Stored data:
• • • • •

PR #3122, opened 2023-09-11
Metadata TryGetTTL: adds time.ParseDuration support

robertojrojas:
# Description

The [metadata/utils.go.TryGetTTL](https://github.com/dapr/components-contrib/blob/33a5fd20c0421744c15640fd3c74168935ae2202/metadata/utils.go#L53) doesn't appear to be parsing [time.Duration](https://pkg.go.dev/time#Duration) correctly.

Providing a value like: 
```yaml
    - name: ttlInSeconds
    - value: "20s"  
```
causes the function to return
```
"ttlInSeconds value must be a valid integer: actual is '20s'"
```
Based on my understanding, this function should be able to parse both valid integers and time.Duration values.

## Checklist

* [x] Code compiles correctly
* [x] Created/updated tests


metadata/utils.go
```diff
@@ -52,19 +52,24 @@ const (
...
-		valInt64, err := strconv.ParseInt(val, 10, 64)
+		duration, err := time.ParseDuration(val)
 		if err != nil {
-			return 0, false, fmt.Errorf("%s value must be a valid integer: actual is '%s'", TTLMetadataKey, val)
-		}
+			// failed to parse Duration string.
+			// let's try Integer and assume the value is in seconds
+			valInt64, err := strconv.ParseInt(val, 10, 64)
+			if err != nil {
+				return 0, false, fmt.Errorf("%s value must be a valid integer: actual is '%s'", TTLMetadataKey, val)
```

• • • • •

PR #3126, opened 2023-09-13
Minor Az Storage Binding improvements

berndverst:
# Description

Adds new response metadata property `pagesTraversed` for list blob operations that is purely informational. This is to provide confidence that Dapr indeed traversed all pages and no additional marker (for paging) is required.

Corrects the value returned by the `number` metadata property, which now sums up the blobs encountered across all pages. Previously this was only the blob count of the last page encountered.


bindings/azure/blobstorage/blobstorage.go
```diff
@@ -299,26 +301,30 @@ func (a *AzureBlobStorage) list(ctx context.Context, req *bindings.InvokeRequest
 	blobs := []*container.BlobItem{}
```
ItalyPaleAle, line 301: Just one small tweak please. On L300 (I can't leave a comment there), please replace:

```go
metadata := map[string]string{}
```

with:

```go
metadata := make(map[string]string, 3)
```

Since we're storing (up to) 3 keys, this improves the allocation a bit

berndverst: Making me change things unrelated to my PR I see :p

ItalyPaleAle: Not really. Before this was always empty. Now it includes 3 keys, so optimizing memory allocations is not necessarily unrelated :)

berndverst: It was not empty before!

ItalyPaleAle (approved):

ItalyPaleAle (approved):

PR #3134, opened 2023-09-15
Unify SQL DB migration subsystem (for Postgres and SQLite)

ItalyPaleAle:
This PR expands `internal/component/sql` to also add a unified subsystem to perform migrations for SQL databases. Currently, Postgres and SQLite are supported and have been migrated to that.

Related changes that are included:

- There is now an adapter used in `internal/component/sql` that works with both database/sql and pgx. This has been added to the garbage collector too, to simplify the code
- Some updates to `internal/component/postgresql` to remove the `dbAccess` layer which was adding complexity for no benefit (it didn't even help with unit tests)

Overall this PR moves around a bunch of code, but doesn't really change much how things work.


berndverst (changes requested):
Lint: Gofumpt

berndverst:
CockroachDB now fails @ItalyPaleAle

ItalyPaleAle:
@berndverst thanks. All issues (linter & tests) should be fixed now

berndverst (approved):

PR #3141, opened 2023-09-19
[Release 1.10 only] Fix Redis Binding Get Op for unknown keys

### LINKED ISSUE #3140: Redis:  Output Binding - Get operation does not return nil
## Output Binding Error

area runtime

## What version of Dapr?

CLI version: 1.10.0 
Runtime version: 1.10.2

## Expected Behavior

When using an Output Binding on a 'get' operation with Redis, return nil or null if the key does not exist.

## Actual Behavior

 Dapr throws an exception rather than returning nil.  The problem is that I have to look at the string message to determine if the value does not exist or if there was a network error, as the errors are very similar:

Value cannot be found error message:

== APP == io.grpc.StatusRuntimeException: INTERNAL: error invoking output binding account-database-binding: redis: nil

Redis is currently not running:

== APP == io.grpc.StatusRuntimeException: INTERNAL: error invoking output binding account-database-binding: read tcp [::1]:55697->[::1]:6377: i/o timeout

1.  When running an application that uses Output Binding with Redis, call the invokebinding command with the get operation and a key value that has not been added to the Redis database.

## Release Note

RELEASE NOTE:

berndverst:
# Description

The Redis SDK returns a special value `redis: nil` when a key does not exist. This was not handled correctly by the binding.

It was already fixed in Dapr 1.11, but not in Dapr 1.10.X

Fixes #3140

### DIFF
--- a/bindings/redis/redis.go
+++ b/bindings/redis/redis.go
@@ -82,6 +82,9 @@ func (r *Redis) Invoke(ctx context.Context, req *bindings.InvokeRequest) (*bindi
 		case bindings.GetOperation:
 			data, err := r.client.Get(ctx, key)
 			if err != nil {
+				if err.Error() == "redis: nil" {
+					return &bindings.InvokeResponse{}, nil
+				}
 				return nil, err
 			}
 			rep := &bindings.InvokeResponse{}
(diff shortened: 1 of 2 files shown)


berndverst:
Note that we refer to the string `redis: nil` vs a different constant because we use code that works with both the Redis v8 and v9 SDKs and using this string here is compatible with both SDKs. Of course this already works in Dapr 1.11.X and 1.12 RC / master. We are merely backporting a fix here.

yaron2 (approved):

• • • • •

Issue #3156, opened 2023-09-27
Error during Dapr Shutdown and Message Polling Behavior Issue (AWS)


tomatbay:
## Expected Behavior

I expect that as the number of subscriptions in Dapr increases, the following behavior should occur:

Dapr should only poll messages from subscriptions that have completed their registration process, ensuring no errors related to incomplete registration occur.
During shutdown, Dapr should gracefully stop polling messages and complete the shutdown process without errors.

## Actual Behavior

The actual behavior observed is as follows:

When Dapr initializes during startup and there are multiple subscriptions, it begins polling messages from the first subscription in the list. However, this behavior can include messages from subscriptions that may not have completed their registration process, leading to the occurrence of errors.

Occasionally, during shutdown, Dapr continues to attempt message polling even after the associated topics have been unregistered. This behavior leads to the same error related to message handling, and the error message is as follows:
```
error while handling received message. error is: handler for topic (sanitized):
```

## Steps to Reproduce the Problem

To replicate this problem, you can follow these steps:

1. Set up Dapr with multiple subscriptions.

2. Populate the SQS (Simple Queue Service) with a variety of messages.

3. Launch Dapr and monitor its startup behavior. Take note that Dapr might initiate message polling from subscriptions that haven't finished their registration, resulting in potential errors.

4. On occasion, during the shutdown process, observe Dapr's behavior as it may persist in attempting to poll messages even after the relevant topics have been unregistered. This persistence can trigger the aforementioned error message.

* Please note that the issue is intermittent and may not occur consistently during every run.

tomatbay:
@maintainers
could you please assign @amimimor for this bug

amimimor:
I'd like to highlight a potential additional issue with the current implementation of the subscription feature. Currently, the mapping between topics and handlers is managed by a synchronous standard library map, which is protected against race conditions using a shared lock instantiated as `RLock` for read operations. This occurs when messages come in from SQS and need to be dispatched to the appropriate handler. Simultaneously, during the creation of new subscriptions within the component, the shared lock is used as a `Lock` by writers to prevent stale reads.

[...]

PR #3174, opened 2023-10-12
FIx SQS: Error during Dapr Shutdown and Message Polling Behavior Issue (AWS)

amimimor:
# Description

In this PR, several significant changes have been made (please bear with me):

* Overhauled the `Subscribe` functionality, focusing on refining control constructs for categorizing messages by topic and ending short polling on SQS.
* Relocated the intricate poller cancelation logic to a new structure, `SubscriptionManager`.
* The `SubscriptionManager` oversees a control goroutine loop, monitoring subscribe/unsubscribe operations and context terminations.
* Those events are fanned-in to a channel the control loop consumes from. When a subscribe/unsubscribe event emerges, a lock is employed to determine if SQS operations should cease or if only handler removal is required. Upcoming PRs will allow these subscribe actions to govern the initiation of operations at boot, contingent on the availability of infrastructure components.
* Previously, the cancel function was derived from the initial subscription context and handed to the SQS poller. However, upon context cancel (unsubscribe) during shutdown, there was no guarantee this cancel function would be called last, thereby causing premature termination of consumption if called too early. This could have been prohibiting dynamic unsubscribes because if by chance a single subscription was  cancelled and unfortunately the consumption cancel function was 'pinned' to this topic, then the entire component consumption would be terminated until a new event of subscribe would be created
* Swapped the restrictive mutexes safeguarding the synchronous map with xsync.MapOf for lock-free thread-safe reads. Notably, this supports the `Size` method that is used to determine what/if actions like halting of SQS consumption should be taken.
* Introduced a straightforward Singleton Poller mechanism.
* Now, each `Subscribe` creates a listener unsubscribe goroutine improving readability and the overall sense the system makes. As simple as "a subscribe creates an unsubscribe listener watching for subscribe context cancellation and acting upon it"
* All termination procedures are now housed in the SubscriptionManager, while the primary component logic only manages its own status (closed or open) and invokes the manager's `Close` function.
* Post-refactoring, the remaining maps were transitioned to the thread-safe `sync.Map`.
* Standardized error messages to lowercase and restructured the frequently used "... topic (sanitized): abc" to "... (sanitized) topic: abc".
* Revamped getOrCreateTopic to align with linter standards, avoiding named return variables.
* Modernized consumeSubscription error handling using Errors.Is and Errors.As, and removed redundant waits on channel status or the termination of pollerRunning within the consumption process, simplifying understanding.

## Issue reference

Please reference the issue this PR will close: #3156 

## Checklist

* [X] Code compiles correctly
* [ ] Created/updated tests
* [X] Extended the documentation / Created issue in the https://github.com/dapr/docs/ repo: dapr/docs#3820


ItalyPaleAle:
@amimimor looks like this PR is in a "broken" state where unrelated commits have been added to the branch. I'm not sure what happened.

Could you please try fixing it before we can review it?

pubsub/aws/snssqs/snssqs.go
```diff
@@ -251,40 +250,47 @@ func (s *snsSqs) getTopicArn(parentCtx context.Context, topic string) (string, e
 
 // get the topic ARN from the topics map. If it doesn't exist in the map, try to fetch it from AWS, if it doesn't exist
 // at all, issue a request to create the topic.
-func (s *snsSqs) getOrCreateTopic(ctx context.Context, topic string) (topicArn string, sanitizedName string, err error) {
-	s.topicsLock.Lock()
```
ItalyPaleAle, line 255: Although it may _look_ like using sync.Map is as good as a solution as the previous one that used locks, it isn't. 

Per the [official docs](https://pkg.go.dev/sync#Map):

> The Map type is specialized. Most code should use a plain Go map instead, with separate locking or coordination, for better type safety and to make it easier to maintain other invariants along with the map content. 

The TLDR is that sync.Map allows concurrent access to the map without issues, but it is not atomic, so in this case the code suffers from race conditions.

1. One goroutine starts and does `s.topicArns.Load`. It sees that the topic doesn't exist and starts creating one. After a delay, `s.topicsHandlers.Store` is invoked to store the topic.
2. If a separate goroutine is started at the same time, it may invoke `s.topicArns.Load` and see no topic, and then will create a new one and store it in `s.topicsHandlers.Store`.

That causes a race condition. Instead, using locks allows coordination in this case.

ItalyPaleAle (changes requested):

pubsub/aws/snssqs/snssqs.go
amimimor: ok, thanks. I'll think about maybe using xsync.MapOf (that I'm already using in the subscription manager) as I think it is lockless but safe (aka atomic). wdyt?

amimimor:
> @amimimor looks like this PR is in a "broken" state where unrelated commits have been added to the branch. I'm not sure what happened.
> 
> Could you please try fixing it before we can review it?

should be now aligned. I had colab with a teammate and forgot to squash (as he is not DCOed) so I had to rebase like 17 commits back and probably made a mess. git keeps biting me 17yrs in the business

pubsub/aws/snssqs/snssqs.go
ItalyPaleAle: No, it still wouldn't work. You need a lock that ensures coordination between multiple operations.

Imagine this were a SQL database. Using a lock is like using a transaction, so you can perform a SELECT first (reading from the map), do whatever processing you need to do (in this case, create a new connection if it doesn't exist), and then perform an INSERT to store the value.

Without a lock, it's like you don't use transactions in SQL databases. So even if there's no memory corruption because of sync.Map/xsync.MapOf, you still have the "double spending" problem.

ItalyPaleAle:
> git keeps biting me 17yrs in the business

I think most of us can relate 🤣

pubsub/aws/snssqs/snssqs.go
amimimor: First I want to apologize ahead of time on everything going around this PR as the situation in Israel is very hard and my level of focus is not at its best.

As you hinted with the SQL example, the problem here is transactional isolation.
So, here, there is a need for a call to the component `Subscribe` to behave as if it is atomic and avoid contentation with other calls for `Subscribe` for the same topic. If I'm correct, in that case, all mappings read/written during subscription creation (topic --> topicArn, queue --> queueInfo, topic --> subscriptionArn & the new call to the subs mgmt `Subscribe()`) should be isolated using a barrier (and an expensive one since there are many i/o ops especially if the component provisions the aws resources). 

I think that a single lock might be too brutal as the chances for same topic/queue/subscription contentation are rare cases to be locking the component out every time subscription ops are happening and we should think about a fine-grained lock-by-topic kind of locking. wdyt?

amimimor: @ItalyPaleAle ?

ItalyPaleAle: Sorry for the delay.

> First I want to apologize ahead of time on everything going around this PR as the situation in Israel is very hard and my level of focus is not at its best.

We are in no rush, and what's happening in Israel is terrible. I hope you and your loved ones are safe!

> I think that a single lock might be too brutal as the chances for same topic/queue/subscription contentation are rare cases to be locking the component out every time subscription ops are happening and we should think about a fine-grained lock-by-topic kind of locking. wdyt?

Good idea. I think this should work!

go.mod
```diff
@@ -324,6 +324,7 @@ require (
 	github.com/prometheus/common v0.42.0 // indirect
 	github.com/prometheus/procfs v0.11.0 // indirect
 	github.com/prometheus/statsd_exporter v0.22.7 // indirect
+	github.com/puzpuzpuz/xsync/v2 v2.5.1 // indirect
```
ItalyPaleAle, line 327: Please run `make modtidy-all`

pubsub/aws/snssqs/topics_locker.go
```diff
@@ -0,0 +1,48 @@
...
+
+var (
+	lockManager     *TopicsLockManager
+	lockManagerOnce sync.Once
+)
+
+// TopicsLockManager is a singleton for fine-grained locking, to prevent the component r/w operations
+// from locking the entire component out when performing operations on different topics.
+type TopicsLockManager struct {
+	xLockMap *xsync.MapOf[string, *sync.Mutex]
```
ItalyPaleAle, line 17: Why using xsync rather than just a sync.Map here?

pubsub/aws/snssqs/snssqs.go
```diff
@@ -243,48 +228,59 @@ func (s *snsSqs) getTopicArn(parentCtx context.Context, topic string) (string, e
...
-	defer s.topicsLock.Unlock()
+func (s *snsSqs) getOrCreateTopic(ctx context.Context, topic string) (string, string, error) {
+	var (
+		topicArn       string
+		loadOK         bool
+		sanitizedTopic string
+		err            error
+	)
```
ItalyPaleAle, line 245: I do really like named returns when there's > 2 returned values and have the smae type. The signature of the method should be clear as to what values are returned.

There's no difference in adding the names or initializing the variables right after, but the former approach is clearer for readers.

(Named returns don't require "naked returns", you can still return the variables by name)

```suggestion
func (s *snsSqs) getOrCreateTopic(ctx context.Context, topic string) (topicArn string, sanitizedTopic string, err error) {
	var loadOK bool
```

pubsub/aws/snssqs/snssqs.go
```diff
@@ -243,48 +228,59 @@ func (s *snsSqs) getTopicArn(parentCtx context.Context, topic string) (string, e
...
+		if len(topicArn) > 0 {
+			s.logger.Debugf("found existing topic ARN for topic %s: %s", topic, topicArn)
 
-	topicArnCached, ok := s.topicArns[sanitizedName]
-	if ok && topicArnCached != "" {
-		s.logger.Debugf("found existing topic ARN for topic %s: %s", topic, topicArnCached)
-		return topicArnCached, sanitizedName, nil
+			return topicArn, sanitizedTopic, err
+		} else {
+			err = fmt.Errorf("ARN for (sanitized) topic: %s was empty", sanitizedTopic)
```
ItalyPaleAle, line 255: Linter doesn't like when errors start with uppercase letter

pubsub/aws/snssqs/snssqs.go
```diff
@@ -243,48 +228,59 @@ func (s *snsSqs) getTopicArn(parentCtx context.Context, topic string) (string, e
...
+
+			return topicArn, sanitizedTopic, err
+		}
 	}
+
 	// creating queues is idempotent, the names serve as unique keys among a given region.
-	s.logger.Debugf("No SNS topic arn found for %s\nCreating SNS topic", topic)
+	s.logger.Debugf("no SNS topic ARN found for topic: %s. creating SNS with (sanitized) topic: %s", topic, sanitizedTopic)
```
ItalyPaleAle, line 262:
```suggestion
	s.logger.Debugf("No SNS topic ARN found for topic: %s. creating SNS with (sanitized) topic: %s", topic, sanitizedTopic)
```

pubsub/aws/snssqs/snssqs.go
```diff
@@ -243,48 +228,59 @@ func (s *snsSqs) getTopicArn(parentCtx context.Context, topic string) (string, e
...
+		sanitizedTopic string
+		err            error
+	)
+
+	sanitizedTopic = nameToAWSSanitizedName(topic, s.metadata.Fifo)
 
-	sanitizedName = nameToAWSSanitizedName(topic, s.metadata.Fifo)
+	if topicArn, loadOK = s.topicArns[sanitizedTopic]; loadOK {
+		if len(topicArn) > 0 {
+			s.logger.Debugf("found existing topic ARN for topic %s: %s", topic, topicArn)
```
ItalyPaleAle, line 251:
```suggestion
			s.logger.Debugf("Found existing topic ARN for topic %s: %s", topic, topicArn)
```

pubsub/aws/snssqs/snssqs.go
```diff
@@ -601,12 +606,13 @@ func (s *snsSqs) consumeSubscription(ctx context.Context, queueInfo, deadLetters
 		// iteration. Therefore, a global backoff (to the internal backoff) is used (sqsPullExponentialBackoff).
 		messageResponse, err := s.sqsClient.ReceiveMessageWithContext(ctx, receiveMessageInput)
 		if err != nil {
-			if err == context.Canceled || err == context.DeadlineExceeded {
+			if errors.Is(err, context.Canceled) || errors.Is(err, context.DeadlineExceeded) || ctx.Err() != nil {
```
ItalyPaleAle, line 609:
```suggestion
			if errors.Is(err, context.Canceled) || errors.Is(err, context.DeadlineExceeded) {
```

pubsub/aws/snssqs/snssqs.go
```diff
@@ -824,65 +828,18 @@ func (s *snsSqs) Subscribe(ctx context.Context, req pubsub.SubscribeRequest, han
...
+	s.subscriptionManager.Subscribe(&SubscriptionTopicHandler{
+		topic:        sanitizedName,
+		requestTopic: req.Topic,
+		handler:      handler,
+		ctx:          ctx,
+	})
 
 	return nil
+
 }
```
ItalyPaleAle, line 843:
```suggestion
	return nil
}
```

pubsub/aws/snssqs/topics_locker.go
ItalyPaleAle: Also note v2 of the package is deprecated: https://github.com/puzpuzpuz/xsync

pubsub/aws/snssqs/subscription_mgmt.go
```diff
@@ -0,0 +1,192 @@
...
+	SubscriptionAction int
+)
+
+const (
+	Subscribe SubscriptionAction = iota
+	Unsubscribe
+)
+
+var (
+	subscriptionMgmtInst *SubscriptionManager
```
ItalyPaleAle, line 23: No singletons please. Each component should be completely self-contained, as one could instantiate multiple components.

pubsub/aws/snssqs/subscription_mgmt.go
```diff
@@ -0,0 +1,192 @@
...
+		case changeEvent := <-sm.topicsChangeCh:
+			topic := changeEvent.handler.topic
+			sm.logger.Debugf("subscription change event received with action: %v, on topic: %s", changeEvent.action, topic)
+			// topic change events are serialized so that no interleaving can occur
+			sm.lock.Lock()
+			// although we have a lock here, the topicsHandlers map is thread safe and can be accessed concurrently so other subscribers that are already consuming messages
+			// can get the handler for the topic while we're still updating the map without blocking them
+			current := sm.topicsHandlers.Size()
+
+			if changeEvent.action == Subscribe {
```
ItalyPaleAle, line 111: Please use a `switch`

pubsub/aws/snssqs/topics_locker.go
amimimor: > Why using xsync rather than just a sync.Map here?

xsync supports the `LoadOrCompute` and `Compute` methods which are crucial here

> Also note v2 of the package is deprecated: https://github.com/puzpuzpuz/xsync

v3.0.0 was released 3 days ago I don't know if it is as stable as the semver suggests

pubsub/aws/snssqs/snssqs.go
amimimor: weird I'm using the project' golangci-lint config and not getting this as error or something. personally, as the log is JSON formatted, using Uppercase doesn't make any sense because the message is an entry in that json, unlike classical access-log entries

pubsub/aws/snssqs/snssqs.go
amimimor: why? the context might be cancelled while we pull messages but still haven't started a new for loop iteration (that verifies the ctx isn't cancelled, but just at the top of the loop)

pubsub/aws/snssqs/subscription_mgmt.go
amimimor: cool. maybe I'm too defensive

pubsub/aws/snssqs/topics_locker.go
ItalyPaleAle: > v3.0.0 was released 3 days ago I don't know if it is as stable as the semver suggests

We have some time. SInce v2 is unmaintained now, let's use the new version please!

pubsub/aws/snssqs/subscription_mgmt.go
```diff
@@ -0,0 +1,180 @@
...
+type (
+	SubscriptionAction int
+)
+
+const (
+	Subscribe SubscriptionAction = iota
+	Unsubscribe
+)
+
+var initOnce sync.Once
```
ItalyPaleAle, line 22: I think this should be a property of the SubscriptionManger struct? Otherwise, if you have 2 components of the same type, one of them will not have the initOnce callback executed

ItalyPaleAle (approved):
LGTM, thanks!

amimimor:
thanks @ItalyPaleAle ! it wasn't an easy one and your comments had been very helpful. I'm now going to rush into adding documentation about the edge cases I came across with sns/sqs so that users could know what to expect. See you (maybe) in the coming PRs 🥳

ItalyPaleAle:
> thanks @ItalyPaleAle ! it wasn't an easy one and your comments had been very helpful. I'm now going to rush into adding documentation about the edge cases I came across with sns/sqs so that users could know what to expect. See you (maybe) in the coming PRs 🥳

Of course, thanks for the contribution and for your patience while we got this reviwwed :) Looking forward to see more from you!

• • • • •

PROBLEM TO WORK ON: Beginning at the line with "Unify SQL DB" and ending at the line with "- There is now", reproduce each line of the data above exactly, and add no other lines.

SOLUTION TO THE EXERCISE:
Unify SQL DB migration subsystem (for Postgres and SQLite)

ItalyPaleAle:
This PR expands `internal/component/sql` to also add a unified subsystem to perform migrations for SQL databases. Currently, Postgres and SQLite are supported and have been migrated to that.

Related changes that are included:

- There is now an adapter used in `internal/component/sql` that works with both database/sql and pgx. This has been added to the garbage collector too, to simplify the code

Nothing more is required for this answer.